# Jumping into the Bacon Arena - Now with Q-View



## byounghusband (Jun 22, 2012)

Well,
Ordered my A-MAZE-N Pellet smoker on Tuesday and it arrived today!!  Todd you ROCK!!!:sausage::sausage:

Got 8.5 lbs of Pork belly at the local Butcher (might me a meat-cutter) shop at $2.69/lb. and am waiting for it to thaw.  One 5 lb piece and 1 3lb piece.

Pink Salt from Butcher-Paclker is on the way.

Gonna do Pop's Wet Brine and BearCarver's method side by side to see which I like better.  I use TQ for my CB already....
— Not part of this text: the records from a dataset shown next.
PR #25087, opened 2026-05-08
fix(site): persist template creation alert across re-renders

DevelopmentCats:
The post-creation alert on `TemplateFilesPage` was invisible because `justCreated` was re-derived from `location.state` on every render. The `useEffect` that cleaned the router state triggered a re-render where `justCreated` became `false`, removing the alert before it ever painted.

Capture the flag in `useState` on mount so `navigate()` can clean the history entry without affecting the visible alert. The dismiss button now controls alert visibility via local state.

<details><summary>Debug investigation</summary>

Console tracing confirmed the render sequence:
1. `TemplateFilesPage` renders with `justCreated: true` (twice under StrictMode)
2. `useEffect` fires, calls `navigate()` to clear state
3. Re-render: `justCreated: false`, alert unmounts before paint

`TemplateRedirectController` was ruled out as the cause (passes through without redirecting in this flow).

</details>


site/src/pages/TemplatePage/TemplateFilesPage/TemplateFilesPage.tsx
```diff
@@ -21,13 +21,21 @@ const TemplateFilesPage: FC = () => {
 	const location = useLocation();
 	const navigate = useNavigate();
```
jaaydenh, line 26: **P3** Reset the captured alert state when the files route moves to another template

`showCreatedAlert` is initialized from the first `location.state` only. Because this route is `:template/files` under the same `TemplateFilesPage` element, navigating from a newly-created template's files page to another template's files page can keep this component mounted, especially when the target template query is already cached and `TemplateLayout` does not fall back to `Loader`. In that case `location.state` is empty for the new path, but `showCreatedAlert` stays `true`, so the new template gets the "you just created a new template" banner.

Could we tie the captured flag to the pathname or template param and clear it when that changes, while still preserving it across the same-path `replace` that clears router state? A regression test that starts with `{ state: { justCreated: true } }`, lets the cleanup run, then navigates to another cached template's `/files` route would lock in both cases.

jaaydenh (commented):
Nice targeted fix for preserving the post-create banner across the router-state cleanup. I found one remaining edge case around carrying the captured state across template route changes: 1 P3 inline comment.

DevelopmentCats:
@jaaydenh Thank you for the review. I took your suggestion and made it so even if the user manually navigates to another template from this page, the `justCreated` router state will clear.

jaaydenh (approved):

PR #25089, opened 2026-05-08
fix(cli): show sync wait dependencies

maschwenk:
## Problem
`coder exp sync want` and `coder exp sync start` both printed generic success messages, which hid the dependency units involved in startup coordination.

Before, declaring dependencies with `sync want` printed:

```text
Success
```

Before, `sync start` printed while waiting, then finished with another generic success message:

```text
Waiting for dependencies of unit 'test-unit' to be satisfied...
Success
```

## Solution
Print the dependency units in both cases, using wording that matches where the command is in the lifecycle.

After, `sync want` prints the dependencies it declared for the unit:

```text
Unit "test-unit" declared dependencies: [dep-unit]
```

After, `sync start` enumerates the dependencies while it is waiting, then prints the same dependencies after the unit starts executing:

```text
Unit "test-unit" is waiting for dependencies to be satisfied: [dep-unit, dep-unit-2]
Unit "test-unit" finished waiting for dependencies: [dep-unit, dep-unit-2]
```

The sync golden tests now cover the updated output, including multiple dependencies for `sync start`.

### DIFF
--- a/cli/testdata/TestSyncCommands_Golden/start_with_dependencies.golden
+++ b/cli/testdata/TestSyncCommands_Golden/start_with_dependencies.golden
@@ -1,2 +1,2 @@
 Waiting for dependencies of unit 'test-unit' to be satisfied...
-Unit "test-unit" is waiting for: [dep-unit, dep-unit-2]
+Unit "test-unit" waited for: [dep-unit, dep-unit-2]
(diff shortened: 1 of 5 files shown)


cli/testdata/TestSyncCommands_Golden/start_with_dependencies.golden
```diff
@@ -1,2 +1,2 @@
 Waiting for dependencies of unit 'test-unit' to be satisfied...
-Success
+Unit "test-unit" is waiting for: [dep-unit, dep-unit-2]
```
maschwenk: I think you could argue that `Waiting for dependencies of unit 'test-unit' to be satisfied...` is redundant too?

SasSwart (approved):

PR #25090, opened 2026-05-08
fix(site): auto-select all log sources instead of startup script

jeremyruppel:
If the AgentRow detects there is an agent issue, we pop open the log drawer and select the Startup Script tab. This changes the behavior to auto-select All Logs instead.

### DIFF
--- a/site/src/modules/resources/AgentRow.tsx
+++ b/site/src/modules/resources/AgentRow.tsx
@@ -235,14 +235,7 @@ export const AgentRow: FC<AgentRowProps> = ({
 		agent,
 		Boolean(hasDevcontainerErrors || shouldShowWildcardWarning),
 	);
-	const failedStartupScriptSource = hasAgentIssues
-		? agent.log_sources.find(
-				(s) => s.display_name === STARTUP_SCRIPT_DISPLAY_NAME,
-			)
-		: undefined;
-	const [selectedLogTab, setSelectedLogTab] = useState(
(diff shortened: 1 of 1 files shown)


site/src/modules/resources/AgentRow.tsx
```diff
@@ -235,14 +235,7 @@ export const AgentRow: FC<AgentRowProps> = ({
...
 	);
-	const failedStartupScriptSource = hasAgentIssues
-		? agent.log_sources.find(
-				(s) => s.display_name === STARTUP_SCRIPT_DISPLAY_NAME,
-			)
-		: undefined;
-	const [selectedLogTab, setSelectedLogTab] = useState(
-		failedStartupScriptSource?.id ?? "all",
-	);
+	const [selectedLogTab, setSelectedLogTab] = useState("all");
```
matifali, line 238: I assume its going to be default view in healthy case(happy path)? in case of errors we would still move to the first failing script and highlight its tab if possibe. <br>@bpmct what do you think?

bpmct: If that's the behavior I'm in favor of that

matifali:
@jeremyruppel wondering why we did not merge this?
Also tagging @jakehwll as you also have context on this

Thanks.

jeremyruppel:
@matifali it looks like @jakehwll did this properly in #25442, so I think I will leave this closed as we ship that one

PR #25091, opened 2026-05-08
feat(agent/agentfiles): reject within-batch duplicate search strings

mafredri:
Reject `edit_files` calls where multiple edits in one file share a byte-identical `search` string without all of them setting `replace_all=true` with the same `replace`. Errors return the offending edit indices and a short head of the search string.

When every edit in a duplicate group has `replace_all=true` and an identical `replace`, the duplicates collapse to a single edit instead of failing.

## Why

This is a real foot-gun observed in the [CODAGT-312](https://linear.app/codercom/issue/CODAGT-312) investigation. Two chats over the 60-day baseline produced the prescriptive `python > edit_files` doctrine because of within-batch search-string duplication:

- `df422652` (Implement backend computer-use gating): 18 edits across 8 files; three edits in one file shared a 96-byte test-setup snippet. The matcher returned `matches 3 occurrences (expected exactly 1)`. The model interpreted that as a tool quirk and pivoted to Python.
- `f5a6afa5` (rename chat feature): one 140-byte search snippet appeared verbatim in 3 different `args` objects in a Storybook stories file.

The existing `matches N occurrences` error is correct, but it doesn't tell the agent that the duplication is in the batch, not in the file. This pre-flight check surfaces that earlier with a more actionable message.

## How

Adds a per-file pre-flight pass in `prepareFileEdit` that groups edits by search string and either rejects the batch or collapses fully-redundant `replace_all=true` duplicates. Pre-flight runs before any I/O.

## Tests

Five new test cases in `agent/agentfiles/files_test.go` covering rejection, index naming for non-contiguous duplicates, regression for the existing matcher message, the accept-via-collapse path, and the conflict path (`replace_all=true` with different replaces).

## Out of scope

- The two post-fail diagnostic hints (inversion + miscount) are CODAGT-330 and live in a separate PR.
- Renaming `search`/`replace` was discussed and rejected in [CODAGT-327](https://linear.app/codercom/issue/CODAGT-327).

<details>
<summary>CODAGT-312 context</summary>

This is one of three diagnostic-feedback fixes in the [CODAGT-327](https://linear.app/codercom/issue/CODAGT-327) epic, which followed up on the [CODAGT-312](https://linear.app/codercom/issue/CODAGT-312) investigation. The investigation found a recurring chain in which one `edit_files` failure leads the agent to misdiagnose the cause, pivot to Python, and let compaction crystallize the pivot into a forward-looking rule that propagates across model swaps.

The data and falsifier metric for this fix live on the Grafana dashboard at https://grafana.dev.coder.com/d/codagt-312-edit-files (panel "edit_files failures by class"). After this lands, `non_unique_match` count over a 60-day window should fall.
</details>

### DIFF
--- a/agent/agentfiles/files.go
+++ b/agent/agentfiles/files.go
@@ -509,6 +509,17 @@ func (api *API) prepareFileEdit(path string, edits []workspacesdk.FileEdit) (int
 		return http.StatusBadRequest, nil, xerrors.New("must specify at least one edit")
 	}
 
+	// Reject duplicate search strings within a single file's edits
+	// before any I/O or matching runs. This isolates the
+	// "matches N occurrences" signal to actual file-level ambiguity
+	// and removes a known foot-gun where the model emits the same
+	// search snippet across multiple edits in one batch without
+	// setting replace_all.
+	edits, err := dedupeBatchedEdits(edits)
+	if err != nil {
+		return http.StatusBadRequest, nil, xerrors.Errorf("edit %s: %w", path, err)
+	}
+
 	resolved, err := api.resolvePath(path)
 	if err != nil {
 		return http.StatusInternalServerError, nil, xerrors.Errorf("resolve symlink %q: %w", path, err)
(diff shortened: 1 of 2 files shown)


mafredri:
Closing per investigator review (CODAGT-312). The data underlying CODAGT-328 doesn't support the pre-flight check as a doctrine-prevention measure: the existing matcher error ("matches N occurrences") already prescribes the same fix the pre-flight error would. The cosmetic specificity isn't worth the 363-line change.

Cancelling [CODAGT-328](https://linear.app/codercom/issue/CODAGT-328) as well.

A small `replace_all=true` duplicate-collapse bug fix (~10 lines) could be split out separately if production data later shows it matters.

PR #25096, opened 2026-05-08
style(site): use shorthand for boolean JSX props

aslilac:
Replaces explicit `prop={true}` with the implicit shorthand on JSX
boolean props across `site/`.

> Generated with the assistance of Coder Agents.

Human note: it'd be really nice if biome had a rule for this...like oxlint does 👀


jeremyruppel (approved):
immediate 👍 and a bonus 👍 for the AGENTS.md update

PR #11918, opened 2024-01-30
feat(site): simplify create template form by removing advanced settings

BrunoQuaresma:
Close #11783 

https://github.com/coder/coder/assets/3165839/10d77eec-a246-44ec-9347-3a22d3722cc9

Removing these extra fields as these:
- Add extra cognitive load to create a template
- Can be edited later

PR #25104, opened 2026-05-11
docs: remove reference to defunct template creation wizard permission feature

rowansmithau:
#11918 took away advanced settings during template creation however it did not clean up the documentation of a reference to customising the template permissions during template creation - https://coder.com/docs/admin/templates/template-permissions

> By default the Everyone group is assigned to each template meaning any Coder user can use the template to create a workspace. To prevent this, disable the Allow everyone to use the template setting when creating a template.

This setting is no longer present in Coder, so removing it from the docs.


matifali (approved):
Yeah, couldn't find that exact option in settings, as shown in the screenshot. Although the evertone group is still applied by default.

cc: @nickvigilante

PR #25109, opened 2026-05-11
fix(site/src/modules/apps): handle invalid external app URLs gracefully

### LINKED ISSUE #24417: fix: getAppHref crashes with invalid external app URL (no try-catch on new URL())
## Problem

When a template specifies an invalid URL (e.g. a bare string like `my-app` with no scheme) on a `coder_app` resource with `external = true`, the call to `new URL(app.url)` in `getAppHref()` throws a `TypeError`, crashing the entire frontend UI.

This matches the issue described in #22349.

## Root Cause

In `site/src/modules/apps/apps.ts`, the `getAppHref` function calls `new URL(app.url).protocol` without any error handling:

```typescript
// Line ~107 in getAppHref
const appProtocol = new URL(app.url).protocol;  // throws if app.url is invalid
```

The `URL` constructor throws a `TypeError: Failed to construct 'URL': Invalid URL` for inputs like:
- `my-app` (no scheme)
- `//example.com` (protocol-relative)
- Empty string

## Proposed Fix

Wrap the `new URL()` call in a try-catch and fall back to returning the raw URL when parsing fails:

```typescript
let appProtocol: string;
try {
  appProtocol = new URL(app.url).protocol;
} catch {
  // Invalid URL — return as-is so UI doesn't crash
  return app.url;
}
```

This ensures a single misconfigured `coder_app` never brings down the whole dashboard.

I'm happy to send a PR for this.

JoshuaVlantis:
## Summary

A `coder_app` resource with `external = true` and a value that is not
a parseable URL (e.g. a bare string like `my-app`, a protocol-relative
`//example.com`, or an empty string) used to throw `TypeError: Invalid
URL` from `new URL(app.url)` in `getAppHref`. Because `useAppLink`
calls this during render, a single misconfigured app crashed the
workspace list and detail pages.

Wrap the `new URL` call in try/catch and return the raw value when
parsing fails. The invalid value is rendered verbatim so the
configuration problem is visible to the template author instead of
the page going blank. The `\$SESSION_TOKEN` placeholder is
intentionally not substituted on the invalid-URL branch because the
allow-list protocol check cannot run.

Fixes #24417.
Partially addresses #22349 (frontend half; provider-side validation
tracked separately in coder/terraform-provider-coder#483).

## Test plan

- [x] `pnpm vitest run src/modules/apps/apps.test.ts` passes (17/17, including the 5 new regression cases for bare strings, protocol-relative URLs, empty strings, whitespace, and the no-token-substitution invariant for invalid URLs)
- [x] `pnpm biome check --error-on-warnings src/modules/apps/apps.ts src/modules/apps/apps.test.ts` clean
- [ ] Manual: render a workspace with a misconfigured `coder_app` and confirm the page renders instead of crashing

### DIFF
--- a/site/src/modules/apps/apps.test.ts
+++ b/site/src/modules/apps/apps.test.ts
@@ -180,6 +180,58 @@ describe("getAppHref", () => {
 			`/path-base/@${MockWorkspace.owner_name}/Test-Workspace.a-workspace-agent/apps/${app.slug}/`,
 		);
 	});
+
+	// Regression tests for https://github.com/coder/coder/issues/24417.
+	// A misconfigured `coder_app` with `external = true` and a non-URL
+	// value used to crash the whole UI because `new URL(app.url)` threw.
+	it.each([
+		["a bare string with no scheme", "my-app"],
+		["a protocol-relative URL", "//example.com"],
+		["an empty string", ""],
+		["whitespace", "   "],
+	])("returns the raw url without throwing when external app url is %s", (_label, badUrl) => {
+		const externalApp = {
+			...MockWorkspaceApp,
+			external: true,
+			url: badUrl,
+		};
+		expect(() =>
+			getAppHref(externalApp, {
+				host: "*.apps-host.tld",
+				path: "/path-base",
+				agent: MockWorkspaceAgent,
+				workspace: MockWorkspace,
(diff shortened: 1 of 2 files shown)


JoshuaVlantis:

PR #8164, opened 2023-06-22
feat: add flag for Windows to create unix compatible filepaths

Emyrk:
Closes https://github.com/coder/coder/issues/7639

PR #25111, opened 2026-05-11
fix(cli): default config-ssh to forward-slash paths on Windows

JoshuaVlantis:
## Summary

`coder config-ssh` writes ProxyCommand and `--global-config` paths
into ~/.ssh/config using the OS path separator. On Windows that is
`\`, which works with the native Windows OpenSSH (cmd.exe /
PowerShell) but breaks when Git Bash's OpenSSH (`C:\Program
Files\Git\usr\bin\ssh.exe`) is first in PATH. Git Bash's ssh
executes ProxyCommand via `/bin/sh -c "..."`, and `/bin/sh`
interprets `\` as an escape character, collapsing the path:

```
/bin/sh: line 1: C:UsersMeAppData...coder.exe: command not found
```

This breaks `coder ssh` and Coder Desktop File Sync (mutagen SCP)
for every Windows developer who has Git Bash in PATH, even though
the `--force-unix-filepaths` flag has existed since #8164 to fix
exactly this case. The flag was opt-in, so first-time users hit the
broken default with no obvious diagnostic.

Make `forceUnixSeparators` default to true on Windows and false on
other platforms. The flag stays available so users with cmd.exe /
PowerShell shells that prefer native backslash paths can opt out
with `--force-unix-filepaths=false`. Windows kernel CreateProcess
and the shells we care about (cmd.exe, PowerShell, Git Bash, MSYS2)
all accept forward slashes in filesystem paths, so flipping the
default does not regress the cmd.exe / PowerShell path.

Persist the flag value through the config section serialization
(`asList` / `sshConfigParseLastOptions`) so that:

- `--use-previous-options` (and the "use previous" branch of the
  divergent-options prompt) preserves the user's explicit choice
  instead of silently reverting to the parsed zero value.
- A previous section written before this commit lands still picks
  up the new default on read, because the parser initializes
  `forceUnixSeparators` to `defaultForceUnixSeparators` before
  scanning. Without this, a Windows user with a pre-existing config
  section would lose the new default on their next run.

Only persist the value when it diverges from the platform default,
to keep generated config sections minimal. Extend `equal()` to
compare `forceUnixSeparators` so the divergent-options prompt fires
when a user toggles the flag.

Fixes #24205.

## Test plan

- [x] `go test -race ./cli/...` for `Test_sshConfigOptions_ForceUnixSeparators_RoundTrip`, `Test_defaultForceUnixSeparators`, `Test_sshConfigOptions_writeToBuffer_PathSeparators`, `Test_sshConfigExecEscapeSeparatorForce`
- [x] `TestCommandHelp/coder_config-ssh_--help` golden file updated and passing
- [ ] CI on Windows runner to verify the writeToBuffer ProxyCommand actually uses forward slashes end-to-end

### DIFF
--- a/cli/configssh.go
+++ b/cli/configssh.go
@@ -107,7 +107,8 @@ func (o sshConfigOptions) equal(other sshConfigOptions) bool {
 		o.userHostPrefix == other.userHostPrefix &&
 		o.disableAutostart == other.disableAutostart &&
 		o.headerCommand == other.headerCommand &&
-		o.hostnameSuffix == other.hostnameSuffix
+		o.hostnameSuffix == other.hostnameSuffix &&
+		o.forceUnixSeparators == other.forceUnixSeparators
 }
 
 func (o sshConfigOptions) writeToBuffer(buf *bytes.Buffer) error {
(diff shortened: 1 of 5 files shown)


JoshuaVlantis:

JoshuaVlantis:
recheck

JoshuaVlantis:
recheck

Patience will be tough as with all I have read from you all, I want it NOW!!!   But good things don't come fast...

Question on the Pellet Smoker...  Can you mix dust and pellets?  I want to use Apple for the Bacon, but that is dust.  Apple/hickory is what I thought about, but don't know about mixing dust/pellets....

More to follow....

:cheers:


----------



## alblancher (Jun 23, 2012)

Don't forget the Qview.  Sorry I can't help with the pellet dust question.


----------



## commander quan (Jun 23, 2012)

Good luck on the bacon, I just got my AMNPS this week, and am smoking my first bacon in a day or two.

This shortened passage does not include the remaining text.